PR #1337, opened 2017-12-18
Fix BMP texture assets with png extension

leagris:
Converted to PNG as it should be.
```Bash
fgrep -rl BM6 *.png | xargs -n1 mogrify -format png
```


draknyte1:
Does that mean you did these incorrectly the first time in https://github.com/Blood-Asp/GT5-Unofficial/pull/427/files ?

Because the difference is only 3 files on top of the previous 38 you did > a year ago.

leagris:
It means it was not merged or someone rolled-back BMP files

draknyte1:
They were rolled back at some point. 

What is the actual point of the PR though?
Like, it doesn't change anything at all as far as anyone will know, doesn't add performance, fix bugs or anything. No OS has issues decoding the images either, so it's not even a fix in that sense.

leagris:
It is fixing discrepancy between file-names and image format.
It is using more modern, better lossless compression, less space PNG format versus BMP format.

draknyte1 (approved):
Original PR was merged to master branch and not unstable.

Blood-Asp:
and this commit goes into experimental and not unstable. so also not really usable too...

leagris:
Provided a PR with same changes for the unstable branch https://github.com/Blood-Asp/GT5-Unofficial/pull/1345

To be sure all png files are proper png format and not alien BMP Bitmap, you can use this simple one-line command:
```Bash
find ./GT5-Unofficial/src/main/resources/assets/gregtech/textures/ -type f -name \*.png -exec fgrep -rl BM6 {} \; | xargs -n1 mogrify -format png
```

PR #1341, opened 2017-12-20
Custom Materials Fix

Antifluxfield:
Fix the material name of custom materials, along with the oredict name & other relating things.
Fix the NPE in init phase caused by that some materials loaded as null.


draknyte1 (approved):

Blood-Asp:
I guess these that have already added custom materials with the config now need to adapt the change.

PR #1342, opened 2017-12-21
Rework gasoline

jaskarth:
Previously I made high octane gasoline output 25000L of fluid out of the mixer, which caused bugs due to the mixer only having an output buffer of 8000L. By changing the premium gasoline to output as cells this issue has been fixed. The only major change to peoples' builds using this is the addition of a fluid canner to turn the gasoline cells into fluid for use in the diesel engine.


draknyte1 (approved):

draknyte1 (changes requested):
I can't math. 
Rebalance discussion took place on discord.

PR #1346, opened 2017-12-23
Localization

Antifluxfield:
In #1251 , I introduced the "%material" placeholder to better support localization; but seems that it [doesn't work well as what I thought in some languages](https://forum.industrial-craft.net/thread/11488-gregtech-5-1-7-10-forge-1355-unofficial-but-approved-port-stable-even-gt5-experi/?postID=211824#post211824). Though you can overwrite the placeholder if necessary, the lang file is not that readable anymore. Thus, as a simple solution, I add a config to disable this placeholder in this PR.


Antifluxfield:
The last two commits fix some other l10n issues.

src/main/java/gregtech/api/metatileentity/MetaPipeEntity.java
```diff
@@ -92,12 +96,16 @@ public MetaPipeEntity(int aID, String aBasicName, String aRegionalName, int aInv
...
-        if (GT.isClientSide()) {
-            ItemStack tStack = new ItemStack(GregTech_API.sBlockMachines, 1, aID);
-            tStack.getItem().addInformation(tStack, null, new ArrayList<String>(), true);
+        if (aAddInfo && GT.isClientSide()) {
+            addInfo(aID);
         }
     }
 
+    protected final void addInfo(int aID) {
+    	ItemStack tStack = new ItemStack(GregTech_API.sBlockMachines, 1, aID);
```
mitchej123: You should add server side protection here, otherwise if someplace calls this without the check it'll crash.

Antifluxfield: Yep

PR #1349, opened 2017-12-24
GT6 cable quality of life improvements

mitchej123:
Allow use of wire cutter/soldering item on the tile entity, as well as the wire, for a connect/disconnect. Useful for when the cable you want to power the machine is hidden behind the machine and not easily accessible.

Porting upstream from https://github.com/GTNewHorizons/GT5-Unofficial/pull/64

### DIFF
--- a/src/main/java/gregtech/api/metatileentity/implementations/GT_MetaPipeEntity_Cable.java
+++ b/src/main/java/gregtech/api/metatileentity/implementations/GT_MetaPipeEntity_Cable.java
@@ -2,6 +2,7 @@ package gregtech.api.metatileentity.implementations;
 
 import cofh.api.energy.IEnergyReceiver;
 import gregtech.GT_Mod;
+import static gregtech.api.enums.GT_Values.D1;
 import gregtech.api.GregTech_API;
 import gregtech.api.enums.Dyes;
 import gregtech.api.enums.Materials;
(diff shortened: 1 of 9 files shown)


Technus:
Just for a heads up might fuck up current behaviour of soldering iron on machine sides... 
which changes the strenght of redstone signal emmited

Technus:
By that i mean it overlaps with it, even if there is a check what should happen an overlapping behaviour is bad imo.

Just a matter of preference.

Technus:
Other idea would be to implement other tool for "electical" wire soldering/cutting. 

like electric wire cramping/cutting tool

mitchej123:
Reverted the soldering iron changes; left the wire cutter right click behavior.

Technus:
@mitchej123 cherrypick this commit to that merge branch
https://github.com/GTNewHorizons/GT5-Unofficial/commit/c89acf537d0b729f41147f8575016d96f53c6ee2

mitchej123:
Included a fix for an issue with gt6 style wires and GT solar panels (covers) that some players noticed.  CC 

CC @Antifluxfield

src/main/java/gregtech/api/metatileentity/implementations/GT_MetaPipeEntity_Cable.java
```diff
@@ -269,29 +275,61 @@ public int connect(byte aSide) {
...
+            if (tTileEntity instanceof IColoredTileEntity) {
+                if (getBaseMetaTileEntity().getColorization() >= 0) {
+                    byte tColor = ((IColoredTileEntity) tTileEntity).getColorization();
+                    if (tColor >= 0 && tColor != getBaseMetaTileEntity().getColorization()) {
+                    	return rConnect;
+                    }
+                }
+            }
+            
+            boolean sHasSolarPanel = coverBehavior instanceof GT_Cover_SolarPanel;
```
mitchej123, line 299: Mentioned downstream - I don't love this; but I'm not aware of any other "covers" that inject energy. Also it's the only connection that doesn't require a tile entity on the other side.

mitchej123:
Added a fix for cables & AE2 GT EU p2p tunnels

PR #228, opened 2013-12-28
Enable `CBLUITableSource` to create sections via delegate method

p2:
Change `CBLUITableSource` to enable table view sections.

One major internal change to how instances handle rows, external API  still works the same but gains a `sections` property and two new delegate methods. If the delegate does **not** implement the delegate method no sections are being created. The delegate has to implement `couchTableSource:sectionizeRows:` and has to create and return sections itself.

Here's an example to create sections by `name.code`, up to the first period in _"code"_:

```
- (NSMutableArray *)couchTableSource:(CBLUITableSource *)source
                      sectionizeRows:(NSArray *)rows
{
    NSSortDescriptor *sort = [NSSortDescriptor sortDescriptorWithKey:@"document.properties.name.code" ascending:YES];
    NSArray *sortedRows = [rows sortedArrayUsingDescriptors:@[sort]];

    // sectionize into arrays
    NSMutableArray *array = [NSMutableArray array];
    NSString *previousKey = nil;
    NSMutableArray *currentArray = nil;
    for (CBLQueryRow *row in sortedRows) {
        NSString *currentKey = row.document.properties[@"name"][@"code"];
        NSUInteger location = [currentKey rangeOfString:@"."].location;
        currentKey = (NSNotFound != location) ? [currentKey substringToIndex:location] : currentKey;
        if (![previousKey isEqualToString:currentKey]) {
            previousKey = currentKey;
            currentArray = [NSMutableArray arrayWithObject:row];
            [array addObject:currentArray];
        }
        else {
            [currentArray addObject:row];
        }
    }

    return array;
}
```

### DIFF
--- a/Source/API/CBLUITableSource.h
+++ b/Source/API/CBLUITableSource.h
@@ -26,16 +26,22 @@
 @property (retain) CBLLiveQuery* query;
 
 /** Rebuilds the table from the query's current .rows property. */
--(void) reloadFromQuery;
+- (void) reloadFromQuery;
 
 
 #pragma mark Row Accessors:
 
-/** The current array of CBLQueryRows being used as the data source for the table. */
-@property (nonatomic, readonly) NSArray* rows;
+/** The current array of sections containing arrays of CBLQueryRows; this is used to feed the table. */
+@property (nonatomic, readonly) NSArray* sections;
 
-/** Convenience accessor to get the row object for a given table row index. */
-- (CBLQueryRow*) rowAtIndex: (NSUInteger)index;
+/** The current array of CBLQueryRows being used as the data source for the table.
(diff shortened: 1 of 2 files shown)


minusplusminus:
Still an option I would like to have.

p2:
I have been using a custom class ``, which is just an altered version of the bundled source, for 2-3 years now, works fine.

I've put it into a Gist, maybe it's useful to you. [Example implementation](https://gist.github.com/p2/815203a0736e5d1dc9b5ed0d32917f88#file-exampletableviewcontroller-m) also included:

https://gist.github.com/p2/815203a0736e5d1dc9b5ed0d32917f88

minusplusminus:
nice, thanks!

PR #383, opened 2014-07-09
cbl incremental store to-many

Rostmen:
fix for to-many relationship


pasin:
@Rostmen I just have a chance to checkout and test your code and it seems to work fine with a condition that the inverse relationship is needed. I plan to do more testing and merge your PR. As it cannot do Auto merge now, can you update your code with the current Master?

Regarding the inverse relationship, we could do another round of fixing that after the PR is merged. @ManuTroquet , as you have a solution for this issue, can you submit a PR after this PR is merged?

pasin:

......

WHAT YOU WILL DO ▸
Apply a filter to the listing above so that only lines with "shortened" are kept, and copy those lines.

ANSWER FOR THE TASK ▸
(diff shortened: 1 of 9 files shown)
(diff shortened: 1 of 2 files shown)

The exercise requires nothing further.